Among the entries, find the lines with the string "section" and copy them.

** Opening Data to process block **

PR #4265, opened 2022-02-11
Enable specifying plugins that determine chart dependencies.

### LINKED ISSUE #4264: Better handling of configured plugins and their dependencies
### Description:

Our Kubeapps-APIs service can be configured to run with different plugins (currently `fluxv2`, `kapp-controller`, `helm` and `resources`), which enables those plugins to be loaded at runtime. The fluxv2 plugin depends on having redis available, as the helm plugin depends on postgres (as do other parts). The resources plugin is always required for Kubeapps.

Currently the kubeapps-apis service plugins are explicitly enabled by setting the list of `kubeappsapis.enabledPlugins`, while their dependencies, such as redis for fluxv2, need to be enabled separately. Or related to this, as the resources plugin is always required , users can currently mis-configure Kubeapps (eg. #4259 ). This should not be possible.

I'd like to update this so that instead, as a user, we can enable fluxv2 support for Kubeapps (I don't care about some kubeappsapis sub-service), and both the kubeapps-apis plugins as well as the redis enablement will be set automatically.

Helm subcharts can be conditionally included based on either a valid value in the `values.yaml` (eg. `featureFlags.fluxv2.enabled` or similar), or a tag. See [conditions and tags](https://helm.sh/docs/chart_best_practices/dependencies/#conditions-and-tags). The condition cannot be anything calculated (such as a helper).

As such, one solution would be that we remove the ability to configure the kubeapps-apis plugins directly, and instead expose something like the following at the top level of the chart values:

```
plugins:
  helm:
    enabled: true
  flux:
    enabled: false
  carvel:
    enabled: false
```
(note that this means we can expose the kapp-controller plugin simply as `carvel` as we previously wanted to... so users can "enable carvel support in Kubeapps", or similarly, flux support and we enable the fluxv2 plugin). 

This would enable us to:
1. automatically include any required subcharts conditionally,
2. calculate the actual plugins required for kubeapps-apis, in addition to the required resources plugin,
3. provide simple user feature names (eg. "carvel" or "flux").
4. we could also move the configuration to this top level also?

Thoughts?

absoludity:

@batiati If approved, feel free to land this and include in the release if you want.

### Description of the change

This PR has two related changes:
1. Create a user-centric `packaging` option in the values for specifying whether Kubeapps should run with helm, flux or carvel packaging. Defaulting to helm of course.
2. Uses these new boolean values to control whether the Redis chart dependency is installed, so that we no longer need to manually specify `redis.enabled` (removed that from the chart, since it's no longer used in the chart dependency condition).

```
# Default plugins are helm and resources:
➜  kubeapps git:(3695-dont-require-explicit-enable-redis-2) ✗ git --no-pager diff docs/user/manifests/kubeapps-local-dev-values.yaml
➜  kubeapps git:(3695-dont-require-explicit-enable-redis-2) ✗ make deploy-dev-kubeapps | grep "\- /kubeapps-apis" -A 5              
            - /kubeapps-apis
          args:
            - --plugin-dir
            - /plugins/helm
            - --plugin-dir
            - /plugins/resources

# Enabling carvel updates the enabled plugins.
➜  kubeapps git:(3695-dont-require-explicit-enable-redis-2) ✗ git --no-pager diff docs/user/manifests/kubeapps-local-dev-values.yaml
diff --git a/docs/user/manifests/kubeapps-local-dev-values.yaml b/docs/user/manifests/kubeapps-local-dev-values.yaml
index 3b7518cc..ff73074b 100644
--- a/docs/user/manifests/kubeapps-local-dev-values.yaml
+++ b/docs/user/manifests/kubeapps-local-dev-values.yaml
@@ -30,3 +30,6 @@ ingress:
     # Required for ingress-nginx 1.0.0 for a valid ingress.
     kubernetes.io/ingress.class: nginx
+packaging:
+  carvel:
+    enabled: true
➜  kubeapps git:(3695-dont-require-explicit-enable-redis-2) ✗ make deploy-dev-kubeapps | grep "\- /kubeapps-apis" -A 7
            - /kubeapps-apis
          args:
            - --plugin-dir
            - /plugins/kapp-controller
            - --plugin-dir
            - /plugins/helm
            - --plugin-dir
            - /plugins/resources

# Enabling flux results in an error as helm is also enabled:
➜  kubeapps git:(3695-dont-require-explicit-enable-redis-2) ✗ git --no-pager diff docs/user/manifests/kubeapps-local-dev-values.yaml
diff --git a/docs/user/manifests/kubeapps-local-dev-values.yaml b/docs/user/manifests/kubeapps-local-dev-values.yaml
index 3b7518cc..7117cbaa 100644
--- a/docs/user/manifests/kubeapps-local-dev-values.yaml
+++ b/docs/user/manifests/kubeapps-local-dev-values.yaml
@@ -30,3 +30,8 @@ ingress:
     # Required for ingress-nginx 1.0.0 for a valid ingress.
     kubernetes.io/ingress.class: nginx
+packaging:
+  carvel:
+    enabled: true
+  flux:
+    enabled: true
➜  kubeapps git:(3695-dont-require-explicit-enable-redis-2) ✗ make deploy-dev-kubeapps | grep "\- /kubeapps-apis" -A 7              
Error: execution error at (kubeapps/templates/kubeappsapis/deployment.yaml:71:35): packaging: Please enable only one of the flux and helm plugins, since they both operate on Helm releases.

Use --debug flag to render out invalid YAML
make: *** [script/makefiles/deploy-dev.mk:40: deploy-dev-kubeapps] Error 1

# Disabling helm gets things going as expected:
➜  kubeapps git:(3695-dont-require-explicit-enable-redis-2) ✗ git --no-pager diff docs/user/manifests/kubeapps-local-dev-values.yaml
diff --git a/docs/user/manifests/kubeapps-local-dev-values.yaml b/docs/user/manifests/kubeapps-local-dev-values.yaml
index 3b7518cc..ba928fcc 100644
--- a/docs/user/manifests/kubeapps-local-dev-values.yaml
+++ b/docs/user/manifests/kubeapps-local-dev-values.yaml
@@ -30,3 +30,10 @@ ingress:
     # Required for ingress-nginx 1.0.0 for a valid ingress.
     kubernetes.io/ingress.class: nginx
+packaging:
+  carvel:
+    enabled: true
+  flux:
+    enabled: true
+  helm:
+    enabled: false
➜  kubeapps git:(3695-dont-require-explicit-enable-redis-2) ✗ make deploy-dev-kubeapps | grep "\- /kubeapps-apis" -A 7              
            - /kubeapps-apis
          args:
            - --plugin-dir
            - /plugins/kapp-controller
            - --plugin-dir
            - /plugins/fluxv2
            - --plugin-dir
            - /plugins/resources

# Adding some other key to the packaging value causes a fail:
Use --debug flag to render out invalid YAML
make: *** [script/makefiles/deploy-dev.mk:40: deploy-dev-kubeapps] Error 1
➜  kubeapps git:(3695-dont-require-explicit-enable-redis-2) ✗ git --no-pager diff docs/user/manifests/kubeapps-local-dev-values.yaml
diff --git a/docs/user/manifests/kubeapps-local-dev-values.yaml b/docs/user/manifests/kubeapps-local-dev-values.yaml
index 3b7518cc..c3a43886 100644
--- a/docs/user/manifests/kubeapps-local-dev-values.yaml
+++ b/docs/user/manifests/kubeapps-local-dev-values.yaml
@@ -30,3 +30,12 @@ ingress:
     # Required for ingress-nginx 1.0.0 for a valid ingress.
     kubernetes.io/ingress.class: nginx
+packaging:
+  carvel:
+    enabled: true
+  flux:
+    enabled: true
+  helm:
+    enabled: false
+  unknownpkg:
+    enabled: true
➜  kubeapps git:(3695-dont-require-explicit-enable-redis-2) ✗ make deploy-dev-kubeapps | grep "\- /kubeapps-apis" -A 7              
Error: execution error at (kubeapps/templates/kubeappsapis/deployment.yaml:71:35): packaging: Unsupported packaging option: unknownpkg

Use --debug flag to render out invalid YAML
make: *** [script/makefiles/deploy-dev.mk:40: deploy-dev-kubeapps] Error 1

# Manually overriding the enabled plugins is still possible:
➜  kubeapps git:(3695-dont-require-explicit-enable-redis-2) ✗ git --no-pager diff docs/user/manifests/kubeapps-local-dev-values.yaml
diff --git a/docs/user/manifests/kubeapps-local-dev-values.yaml b/docs/user/manifests/kubeapps-local-dev-values.yaml
index 3b7518cc..e1fe4b91 100644
--- a/docs/user/manifests/kubeapps-local-dev-values.yaml
+++ b/docs/user/manifests/kubeapps-local-dev-values.yaml
@@ -18,6 +18,9 @@ postgresql:
   existingSecret: postgresql-db
 kubeappsapis:
   replicaCount: 1
+  enabledPlugins:
+  - unknownpkg
+  - anotherunknownpkg
 ingress:
   enabled: true
   hostname: localhost
@@ -30,3 +33,12 @@ ingress:
     # Required for ingress-nginx 1.0.0 for a valid ingress.
     kubernetes.io/ingress.class: nginx
+packaging:
+  carvel:
+    enabled: true
+  flux:
+    enabled: true
+  helm:
+    enabled: false
+  unknownpkg:
+    enabled: true
➜  kubeapps git:(3695-dont-require-explicit-enable-redis-2) ✗ make deploy-dev-kubeapps | grep "\- /kubeapps-apis" -A 7              
            - /kubeapps-apis
          args:
            - --plugin-dir
            - /plugins/unknownpkg
            - --plugin-dir
            - /plugins/anotherunknownpkg
            - --clusters-config-path=/config/clusters.conf
            - --plugin-config-path=/config/kubeapps-apis/plugins.conf
```
### Benefits

Users don't need to care about "plugins" and ensuring the names are correct nor ensuring the resources plugin has been enabled etc.

Checks automatically that at least 1 packaging plugin has been enabled. Also continues to ensure that you can't run with flux and helm together.

Still retains the option to explicitly set the `kubeappsapis.enabledPlugins` if the user really wants to (in case of new or in-development plugins etc).

### Applicable issues

- fixes #4264

### DIFF
--- a/chart/kubeapps/values.yaml
+++ b/chart/kubeapps/values.yaml
@@ -1867,18 +1867,12 @@ kubeappsapis:
 ## @section Redis&trade; chart configuration
 ## ref: https://github.com/bitnami/charts/blob/master/bitnami/redis/values.yaml
 ##
+## Redis will be enabled and installed if `packages.flux.enabled` is true.
 redis:
   ## @param redis.redisPassword Password used in Redis&trade;
   ## ref: https://github.com/bitnami/bitnami-docker-redis/blob/master/README.md#setting-the-server-password-on-first-run
   ##
   redisPassword: ""
-  ## @param redis.enabled Enable the Redis&trade; deployment when deploying Kubeapps APIs.
-  ## We currently have the situation that Redis is required for the fluxv2 plugin only.
-  ## Until such a point that we're releasing with the fluxv2 plugin enabled, or the
-  ## plugin cache support has been generalised so all plugins use Redis, we'll need
-  ## to manually enable this in dev while ensuring it is false for releases (as it
-  ## is a conditional dependency in the Chart.yaml).
-  enabled: false
   master:
     ## @param redis.master.extraFlags Array with additional command line flags for Redis&trade; master
     extraFlags:
--- a/chart/kubeapps/values.yaml
+++ b/chart/kubeapps/values.yaml
@@ -136,10 +136,13 @@ ingress:
   ##
   secrets: []
 
-## @section Kubeapps plugin options
+## @section Kubeapps packaging options
 ## Note: the helm and flux plugins are mutually exclusive, you can only
 ## enable one or the other since they both operate on Helm release objects.
-plugins:
+## Enabling carvel or flux does *not* install the required related Carvel or
+## Flux controllers on your cluster. Please read the documentation for running
+## Kubeapps with Carvel or Flux support.
+packaging:
   ## Default helm plugin
   ## @param plugins.helm.enabled Enable the standard helm plugin.
   helm:
@@ -1626,8 +1629,13 @@ postgresql:
 
 ## @section kubeappsapis parameters
 kubeappsapis:
-  ## @param kubeappsapis.enabledPlugins Enabled plugins for the Kubeapps-APIs service
-  ## DEPRECATED: use the top-level `plugins` value instead.
+  ## @param kubeappsapis.enabledPlugins Manually override which plugins are
+  ## enabled for the Kubeapps-APIs service
+  ##
+  ## NOTE: normally this should remain blank, with the top-level `packaging`
+  ## value automatically determining which plugins should be enabled. Only
+  ## set this value if you want to manually override the list of plugins
+  ## enabled for the service.
   ##
   enabledPlugins:
   pluginConfig:
--- a/chart/kubeapps/values.yaml
+++ b/chart/kubeapps/values.yaml
@@ -143,16 +143,16 @@ ingress:
 ## Flux controllers on your cluster. Please read the documentation for running
 ## Kubeapps with Carvel or Flux support.
 packaging:
-  ## Default helm plugin
-  ## @param plugins.helm.enabled Enable the standard helm plugin.
+  ## Default helm packaging
+  ## @param packaging.helm.enabled Enable the standard Helm packaging.
   helm:
     enabled: true
-  ## Carvel plugin
-  ## @param plugins.carvel.enabled Enable the carvel plugin.
+  ## Carvel packaging
+  ## @param packaging.carvel.enabled Enable support for the Carvel (kapp-controller) packaging.
   carvel:
     enabled: false
-  ## Flux (v2) plugin
-  ## @param plugins.flux.enabled Enable the Flux plugin.
+  ## Flux (v2) packaging
+  ## @param packaging.flux.enabled Enable support for Flux (v2) packaging.
   flux:
     enabled: false
 
--- a/chart/kubeapps/values.yaml
+++ b/chart/kubeapps/values.yaml
@@ -136,6 +136,23 @@ ingress:
   ##
   secrets: []
 
+## @section Kubeapps plugin options
+## Note: the helm and flux plugins are mutually exclusive, you can only
+## enable one or the other since they both operate on Helm release objects.
+plugins:
+  ## Default helm plugin
+  ## @param plugins.helm.enabled Enable the standard helm plugin.
+  helm:
+    enabled: true
+  ## Carvel plugin
+  ## @param plugins.carvel.enabled Enable the carvel plugin.
+  carvel:
+    enabled: false
+  ## Flux (v2) plugin
+  ## @param plugins.flux.enabled Enable the Flux plugin.
+  flux:
+    enabled: false
+
 ## @section Frontend parameters
 
 ## Frontend parameters
@@ -1610,15 +1627,9 @@ postgresql:
 ## @section kubeappsapis parameters
 kubeappsapis:
   ## @param kubeappsapis.enabledPlugins Enabled plugins for the Kubeapps-APIs service
-  ## e.g:
-  ## enabledPlugins:
-  ## - helm
-  ## - fluxv2
-  ## - kapp-controller
+  ## DEPRECATED: use the top-level `plugins` value instead.
   ##
   enabledPlugins:
-    - helm
-    - resources
   pluginConfig:
     core:
       packages:
@@ -1641,7 +1652,7 @@ kubeappsapis:
           ## @param kubeappsapis.pluginConfig.kappController.packages.v1alpha1.defaultPrereleasesVersionSelection Default policy for allowing prereleases containing one of the identifiers
           ## ref: https://carvel.dev/kapp-controller/docs/latest/package-consumer-concepts/#prereleases
           ## e.g:
-          # defaultPrereleasesVersionSelection: 
+          # defaultPrereleasesVersionSelection:
           # - rc
           defaultPrereleasesVersionSelection: null
           ## @param kubeappsapis.pluginConfig.kappController.packages.v1alpha1.defaultAllowDowngrades Default policy for allowing applications to be downgraded to previous versions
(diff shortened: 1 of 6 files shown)


chart/kubeapps/values.yaml
```diff
@@ -136,10 +136,13 @@ ingress:
...
+## @section Kubeapps packaging options
 ## Note: the helm and flux plugins are mutually exclusive, you can only
 ## enable one or the other since they both operate on Helm release objects.
-plugins:
+## Enabling carvel or flux does *not* install the required related Carvel or
+## Flux controllers on your cluster. Please read the documentation for running
+## Kubeapps with Carvel or Flux support.
+packaging:
   ## Default helm plugin
   ## @param plugins.helm.enabled Enable the standard helm plugin.
```
antgamdia, line 147:
```suggestion
  ## @param packaging.helm.enabled Enable the standard Helm plugin.
```

chart/kubeapps/values.yaml
```diff
@@ -136,6 +136,26 @@ ingress:
...
+## Enabling carvel or flux does *not* install the required related Carvel or
+## Flux controllers on your cluster. Please read the documentation for running
+## Kubeapps with Carvel or Flux support.
+packaging:
+  ## Default helm plugin
+  ## @param plugins.helm.enabled Enable the standard helm plugin.
+  helm:
+    enabled: true
+  ## Carvel plugin
+  ## @param plugins.carvel.enabled Enable the carvel plugin.
```
antgamdia, line 151:
```suggestion
  ## @param packaging.carvel.enabled Enable the Carvel (kapp-controller) plugin.
```

chart/kubeapps/values.yaml
```diff
@@ -136,6 +136,26 @@ ingress:
...
+  carvel:
+    enabled: false
+  ## Flux (v2) plugin
+  ## @param plugins.flux.enabled Enable the Flux plugin.
```
antgamdia, line 155:
```suggestion
  ## @param packaging.flux.enabled Enable the Flux (v2) plugin.
```

docs/user/managing-carvel-packages.md
```diff
@@ -72,19 +72,17 @@ This `kapp-controller` plugin is currently being built by default in the Kubeapp
 
 > **TIP**: Please refer to the [getting started documentation](./getting-started.md) for more information on how to install Kubeapps and pass custom configuration values.
 
-In the [values.yaml](../../chart/kubeapps/values.yaml) file, under `kubeappsapis.enabledPlugins` add
-`kapp-controller` to the list of enabled plugins. For example:
+In the [values.yaml](../../chart/kubeapps/values.yaml) file, enable the `packaging.carvel` option (and disable helm, depending on your needs):
```
antgamdia, line 75: Not sure if we should disable helm in this example, as newcomer users could think both plugins aren't getting along with each other.
I'd suggest just enabling carvel, but no strong opinion though

antgamdia (approved):
Great! Much better now, this is a less error-prone UX for enabling the plugins. Thanks!

chart/kubeapps/values.yaml
absoludity: With the above 3 changes, I additionally updated to avoid the word "plugin" at this level. ie. "Enable support for Flux (v2) packaging."

docs/user/managing-carvel-packages.md
absoludity: Yeah, I wasn't saying people had to disable helm, just that it may be their intention. But yep, perhaps unnecessary. Removed.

** Closing Data to process block **

§ **Task answer**
 ## @section Redis&trade; chart configuration
-## @section Kubeapps plugin options
+## @section Kubeapps packaging options
 ## @section kubeappsapis parameters
+## @section Kubeapps plugin options
 ## @section Frontend parameters
 ## @section kubeappsapis parameters
+## @section Kubeapps packaging options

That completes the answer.